# How important is Creation "Ex Nihilo"?



## cupotea (Sep 8, 2004)

In metaphysics class we were discussing creation, and one student asked, "Why is creation EX NIHILO" ("from nothing," for those of you in Rio Linda) important? Couldn't the creation have been made from pre-existent matter? I know that Origen believed that God created from pre-existent matter, but I also know that Origen was later declared a heretic.

As we got to discussing, several things seemed apparent to me:

If God created with pre-existent matter...
1) If matter were pre-existent, it would have to be co-eternal with God.
2) This matter must be indestructible.
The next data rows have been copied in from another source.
PR #1333, opened 2020-01-13
Add Radamsa in process mutation strategy

mpherman2:
This is just a first draft of the changes to clusterfuzz needed to get in process radamsa as a strategy. Still waiting on getting the radamsa .so to test if it works, but I would appreciate it if you took a look to see if this looks like the right place to start, or if anything is missing. Thanks.


jonathanmetzman:
The title "First draft of changes made to clusterfuzz" isn't descriptive of what this does. When this gets merged it should use a better message.
Also, see travis failure

src/python/bot/fuzzers/libfuzzer.py
```diff
@@ -1497,6 +1497,20 @@ def use_mutator_plugin(target_name, extra_env):
   return True
 
 
+def use_radamsa_in_process(extra_env):
+  """Decide whether to use Radamsa in process. If yes, add the path to the
+  radamsa so to LD_PRELOAD in |extra_env| and return True."""
```
jonathanmetzman: I would write `shared object` here. `so` is confusing since it is an english word.

src/python/bot/fuzzers/libfuzzer.py
```diff
@@ -1497,6 +1497,20 @@ def use_mutator_plugin(target_name, extra_env):
...
+
+  #Like above. Not sure if there is a reason why this would work for windows
```
jonathanmetzman: Spaces after `#`. I'm very surprised linting/formatting didn't catch this.
I'm not sure what `Like above` means in this context. And just say that `mutator plugin doesn't work on windows` and leave out the `Not sure if there is a reason why this would...` part, doesn't add anything and it seems sarcastic :-)
I think you are actually asking a question though, so the answer is that it wont work on Windows.

src/python/bot/fuzzers/libfuzzer.py
```diff
@@ -1497,6 +1497,20 @@ def use_mutator_plugin(target_name, extra_env):
...
+  #When Mutator plugin does not.
+  if environment.platform() == "WINDOWS":
+    return False
+
+  radamsa_path = "HARDCODED PATH TO SO"
```
jonathanmetzman: I would add a TODO explaining that you need to get the real path to this.

src/python/bot/fuzzers/libfuzzer.py
```diff
@@ -1497,6 +1497,20 @@ def use_mutator_plugin(target_name, extra_env):
   return True
 
 
+def use_radamsa_in_process(extra_env):
```
jonathanmetzman: I would have named this "use_radamsa_mutator_plugin" the current name might be confusing (in which process?).

jonathanmetzman: The current interface for mutator plugins is unfinished but I'd rather radmsa reused it (extending it if needed to support a plugin that could be applied to any fuzzer) rather than added a new code path that only applied to radamsa.
@mbarbella-chromium WDYT?
You could change the naming scheme used for plugins to support wildcards (`*`). As is this has a problem where it will break mac/msan binaries because it will give them a shared object only asan binaries can use.

src/python/fuzzing/strategy.py
```diff
@@ -38,6 +38,8 @@
 FORK_STRATEGY = Strategy(name='fork', probability=0.50, manually_enable=False)
 MUTATOR_PLUGIN_STRATEGY = Strategy(
     name='mutator_plugin', probability=0.50, manually_enable=True)
+IN_PROCESS_RADAMSA_STRATEGY = Strategy(
+    name='in_process_radamsa', probability=1.0, manually_enable=False)
```
jonathanmetzman: Do we actually want an 100% probability?

src/python/bot/fuzzers/libfuzzer.py
jonathanmetzman: If you have a question for reviewers it's probably better to do so using the code review tool rather than leaving it in source. It's more likely to be seen this way and can't be accidentally left in the code.

src/python/fuzzing/strategy.py
jonathanmetzman: ACK

src/python/tests/core/bot/fuzzers/libFuzzer/libfuzzer_stats_test.py
```diff
@@ -99,6 +99,7 @@ def test_parse_log(self):
         'strategy_corpus_mutations_ml_rnn': 0,
         'strategy_corpus_subset': 50,
         'strategy_fork': 1,
+        'strategy_radamsa_mutator_plugin': 0,
```
Dor1s: nit: maybe `strategy_mutator_plugin_radamsa`? to be similar to `strategy_corpus_mutations_ml_rnn` and `strategy_corpus_mutations_radamsa`

src/python/fuzzing/strategy.py
```diff
@@ -38,6 +38,8 @@
 FORK_STRATEGY = Strategy(name='fork', probability=0.50, manually_enable=False)
 MUTATOR_PLUGIN_STRATEGY = Strategy(
     name='mutator_plugin', probability=0.50, manually_enable=True)
+RADAMSA_MUTATOR_PLUGIN_STRATEGY = Strategy(
+    name='radamsa_mutator_plugin', probability=1.0, manually_enable=False)
```
Dor1s: 1.0 means 100%, you probably meant `0.01` for starters

mpherman2: It was 1.0 while testing. I agree that 0.01 is where we want to start it.

src/python/tests/core/bot/fuzzers/libFuzzer/libfuzzer_stats_test.py
mpherman2: Done

mpherman2:
I added the radamsa shared object and responded to comments. Please take another look and let me know if this needs any more changes.

src/python/bot/fuzzers/libfuzzer.py
jonathanmetzman: Ping

mbarbella-chromium: I'm having trouble picturing exactly what reusing the existing interface would look like here. I also don't understand the point about wildcards, could you elaborate?

Either way I do agree that reusing the existing interface would be preferable if we can.

src/python/bot/fuzzers/libfuzzer.py
```diff
@@ -1497,6 +1497,22 @@ def use_mutator_plugin(target_name, extra_env):
   return True
 
 
+def use_radamsa_mutator_plugin(extra_env):
+  """Decide whether to use Radamsa in process. If yes, add the path to the
+  radamsa shared object to LD_PRELOAD in |extra_env| and return True."""
+
+  # Mutator Plugin doesn't work on windows
+  if environment.platform() == "WINDOWS":
```
mbarbella-chromium: As-is this should probably bail out on any non-LINUX values. We'll also want to validate that this is an asan job for the time being (based on Jonathan's previous comment).

src/python/bot/fuzzers/libfuzzer.py
jonathanmetzman: I mean the mutator plugins have a hacky naming scheme for indicating that a given plugin should be used with binaries for a certain platform, arch, sanitizer. This doesn't do that I assume it will therefore break (at least) i386 and msan binaries.

src/python/bot/fuzzers/libfuzzer.py
jonathanmetzman: And i386

jonathanmetzman:
I would test this in the oss-fuzz runner btw. Otherwise I would guess a binary built on your host will have an issue with the libcpp available on oss-fuzz.

mpherman2:
How would I go about testing this in the oss-fuzz runner?

src/python/bot/fuzzers/libfuzzer.py
mpherman2: I changed it so that it bails out of any job that isn't Linux or isn't ASAN. Is that correct?

jonathanmetzman: I 3 8 6

src/python/bot/fuzzers/libfuzzer.py
```diff
@@ -1497,6 +1497,24 @@ def use_mutator_plugin(target_name, extra_env):
   return True
 
 
+def use_radamsa_mutator_plugin(extra_env):
+  """Decide whether to use Radamsa in process. If yes, add the path to the
+  radamsa shared object to LD_PRELOAD in |extra_env| and return True."""
+
+  # Radamsa will only work on LINUX ASAN jobs
```
mbarbella-chromium: Nit: punctuation

src/python/bot/fuzzers/libfuzzer.py
```diff
@@ -1497,6 +1497,24 @@ def use_mutator_plugin(target_name, extra_env):
...
+  # TODO Include Architecture Info in Job Definition and exclude I386
```
mbarbella-chromium: "TODO" -> "TODO(mpherman):"

src/python/tests/core/bot/fuzzers/libFuzzer/engine_test.py
```diff
@@ -342,6 +342,7 @@ def mock_merge(*args, **kwargs):  # pylint: disable=unused-argument
         'strategy_dataflow_tracing': 0,
         'strategy_fork': 0,
         'strategy_mutator_plugin': 0,
+        'strategy_mutator_plugin_radamsa': 0,
```
Dor1s: do we also need to update `src/python/metrics/fuzzer_stats_schema.py`? //cc @oliverchang

src/python/bot/fuzzers/libfuzzer.py
```diff
@@ -1612,5 +1630,9 @@ def pick_strategies(strategy_pool, fuzzer_path, corpus_directory,
       use_mutator_plugin(target_name, extra_env)):
     fuzzing_strategies.append(strategy.MUTATOR_PLUGIN_STRATEGY.name)
 
+  if (strategy_pool.do_strategy(strategy.MUTATOR_PLUGIN_RADAMSA_STRATEGY) and
+      use_radamsa_mutator_plugin(extra_env)):
+    fuzzing_strategies.append(strategy.MUTATOR_PLUGIN_RADAMSA_STRATEGY.name)
```
Dor1s: you've mentioned earlier today that the mutator might not work for some reason. If that's a real possibility, we might want to have some check to make sure we don't record `'strategy_mutator_plugin_radamsa': 1` in stats when the mutator actually failed to get loaded

jonathanmetzman: Depending on how much we want to do this, I think printing on the first run of the mutation and checking for this print could be a good solution.

src/python/tests/core/bot/fuzzers/libFuzzer/engine_test.py
oliverchang: Yep, we need to add a column there.

oliverchang: Another idea: rather than create a column for every single plugin we have, how about having a column which has a string value instead, with the value being the plugin name?

src/python/bot/fuzzers/libfuzzer.py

God must not be able to tamper with matter, only move it, if this is true.
3) This suggests a Platonic type of dualism.
4) Does this mean that God could not create spirit beings, since spirit would not be a part of that pre-existent matter?
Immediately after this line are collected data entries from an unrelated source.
PR #1336, opened 2020-01-14
Reland "[Python 2->3] Fix remaining futurize issues." (attempt 2)

mbarbella-chromium:


src/python/bot/testcase_manager.py
```diff
@@ -1001,8 +1001,17 @@ def get_command_line_for_application(file_to_run='',
...
+  # In some cases, APP_REVISION is not an integer. In these cases, we assume
+  # the revisions are recent enough that we should remove the command line.
+  # This primarily affects impact tasks.
+  try:
+    revision = int(environment.get_value('APP_REVISION', 0))
+  except ValueError:
+    revision = 0
+
   if (environment.get_value('APP_NAME') in content_shell_app_names and
-      environment.get_value('APP_REVISION', 0) >= 558998):
```
mbarbella-chromium: If bumping MIN_REVISION on these jobs to this point is an option, I'd rather just remove the hacks. WDYT?

oliverchang: That seems much better to me. 558998 was back in May 2018 and seems old enough that we don't care about bisects to back there anymore? @inferno-chromium WDYT?

oliverchang:
(Maybe add a chmod to `src/python/bot/fuzzers/afl/launcher.py`, but I don't see why your change would have broken this though..)

src/python/base/utils.py
```diff
@@ -782,16 +787,20 @@ def wait_until_timeout(threads, thread_timeout):
...
+  # TODO(mbarbella): Require callers to pass strings or bytes then reduce this
+  # back to the original retry limit.
+  for _ in range(retry_limit + 1):
     try:
       with open(file_path, file_mode) as file_handle:
-        file_handle.write(content_string)
-    except:
+        file_handle.write(content)
+    except TypeError:
+      content = str(content).encode('utf-8')
```
inferno-chromium: Dont understand what this branch does.

src/python/base/utils.py
```diff
@@ -782,16 +787,20 @@ def wait_until_timeout(threads, thread_timeout):
...
+      continue
+    except EnvironmentError:
```
inferno-chromium: Where is this EnvironmentError defined ?

src/python/bot/testcase_manager.py
inferno-chromium: Yes it might be already upped, check jobs and remove if needed.

src/python/bot/untrusted_runner/untrusted.py
```diff
@@ -210,8 +213,13 @@ def _get_tls_cert_and_key():
 
     return cert_contents, key_contents
 
-  return (str(compute_metadata.get('instance/attributes/tls-cert')),
-          str(compute_metadata.get('instance/attributes/tls-key')))
+  # TODO(mbarbella): Remove this after migrating to Python 3. The grpc library
+  # has explicit type checks against str.
+  cert_contents = str(compute_metadata.get('instance/attributes/tls-cert'))
+  cert_contents = future_utils.native(cert_contents).encode()
```
inferno-chromium: Maybe create a helper for

future_utils.native(str(something)).encode()
and use in all places.

src/python/datastore/data_handler.py
```diff
@@ -375,7 +377,7 @@ def get_formatted_reproduction_help(testcase):
   # Since this value may be in a job definition, it's non-trivial for it to
   # include newlines. Instead, it will contain backslash-escaped characters
   # that must be converted here (e.g. \n).
-  help_format = help_format.decode('unicode-escape')
+  help_format = help_format.encode().decode('unicode-escape')
```
inferno-chromium: Why both encode and decode ?

mbarbella-chromium: In Python 2 it was valid to re-encode a unicode object but that's no longer the case in 3. This transformation goes from normal utf-8 to bytes to escaped encoded unicode.

src/python/base/utils.py
mbarbella-chromium: EnvironmentError is the base class for IOError and OSError (both builtin). Added a comment to this block that should make its purpose clearer.

src/python/base/utils.py
mbarbella-chromium: Added a few comments for clarity.

There are a few problems here, but all stem from the fact that we want this to accept arbitrary input. The two specific problems here are that in Python 3 write fails if the input isn't bytes if opened as wb (or str if opened w), and that we can no longer call encode() on a bytes to keep it as-is (it's no longer defined). This hack lets us catch the type errors and encode only if it was required, without breaking when we do pass bytes.

I think the real fix would be to expect a bytes as input to this function, but that would be a very large and invasive cleanup that can come later.

src/python/bot/testcase_manager.py
mbarbella-chromium: Removed.

src/python/bot/untrusted_runner/untrusted.py
mbarbella-chromium: Done.

mbarbella-chromium:
Just to give a status update on this, I have it running on a test instance and the only remaining exception seems to be that AFL one. I'm letting it run with some additional logging, but still no obvious clues why the string changes would be related to it.

oliverchang:
I just SSHed into a test bot a see this:

```
-rw-r--r-- 1 clusterfuzz clusterfuzz    56736 Jan 17 05:43 afl-analyze
-rw-r--r-- 1 clusterfuzz clusterfuzz    41352 Jan 17 05:43 afl-as
-rw-r--r-- 1 clusterfuzz clusterfuzz    11391 Jan 17 05:43 afl-cmin
-rw-r--r-- 1 clusterfuzz clusterfuzz   347120 Jan 17 05:43 afl-fuzz
-rw-r--r-- 1 clusterfuzz clusterfuzz    24768 Jan 17 05:43 afl-gcc
-rw-r--r-- 1 clusterfuzz clusterfuzz    23896 Jan 17 05:43 afl-gotcpu
-rw-r--r-- 1 clusterfuzz clusterfuzz     4912 Jan 17 05:43 afl-plot
-rw-r--r-- 1 clusterfuzz clusterfuzz    47600 Jan 17 05:43 afl-showmap
-rw-r--r-- 1 clusterfuzz clusterfuzz    63648 Jan 17 05:43 afl-tmin
-rw-r--r-- 1 clusterfuzz clusterfuzz     3654 Jan 17 05:43 afl-whatsup
-rw-r--r-- 1 clusterfuzz clusterfuzz 27603616 Jan 17 05:43 data_context_fuzzer
-rw-r--r-- 1 clusterfuzz clusterfuzz        6 Jan 17 05:43 data_context_fuzzer.labels
-rw-r--r-- 1 clusterfuzz clusterfuzz       12 Jan 17 05:43 REVISION
```

None of these have execute bits... not sure why your change would have affected things here though :/

oliverchang:
AFAICT We were previously relying on the permissions being set correctly in the zip for AFL. So, there must be some issue in the unarchiving. 

This change changes one thing in archive.py: 

```python
+ from builtins import oct
```

`oct` is used like so:

```python
        if oct(external_attr).startswith(FILE_ATTRIBUTE):
          old_mode = external_attr & 0o7777
          new_mode = external_attr & 0o777
          new_mode |= 0o440
          needs_execute_permission = external_attr & 100

          if new_mode != old_mode or needs_execute_permission:
            # Default extract condition is 640 which is safe.
            # |new_mode| might have read+write+execute bit for
            # others, so remove those.
            new_mode &= 0o770

            os.chmod(extracted_path, new_mode)
```

Now the `oct` from `builtins` changes its behaviour: 

```python
>>> oct(123)
'0173'
>>> from builtins import oct
>>> oct(123)
'0o173'
```

This causes the `if oct(external_attr).startswith(FILE_ATTRIBUTE)` bit to fail... and thus not get the right permissions set.

mbarbella-chromium:
Thanks for the analysis! I'm going to let it run with the fix for that on the test instance over the weekend, and land on Tuesday if it sticks without any new exceptions.

mbarbella-chromium:
I think everything is resolved here. Going to try landing this again and hoping it will stick.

What do you guys think? I may decide to write a paper on this, if I can get enough ideas going... So I guess the question is, why is creation EX NIHILO important?

Reactions: Like 1


----------



## fredtgreco (Sep 8, 2004)

Adam,

I think you are right on here. Creation [i:9572c78985]ex nihilo[/i:9572c78985] is critical to a proper view of Creation. Unless God alone is eternal, then He is not God. If matter was there before He was, or always there with Him, then He is not sufficient in Himself.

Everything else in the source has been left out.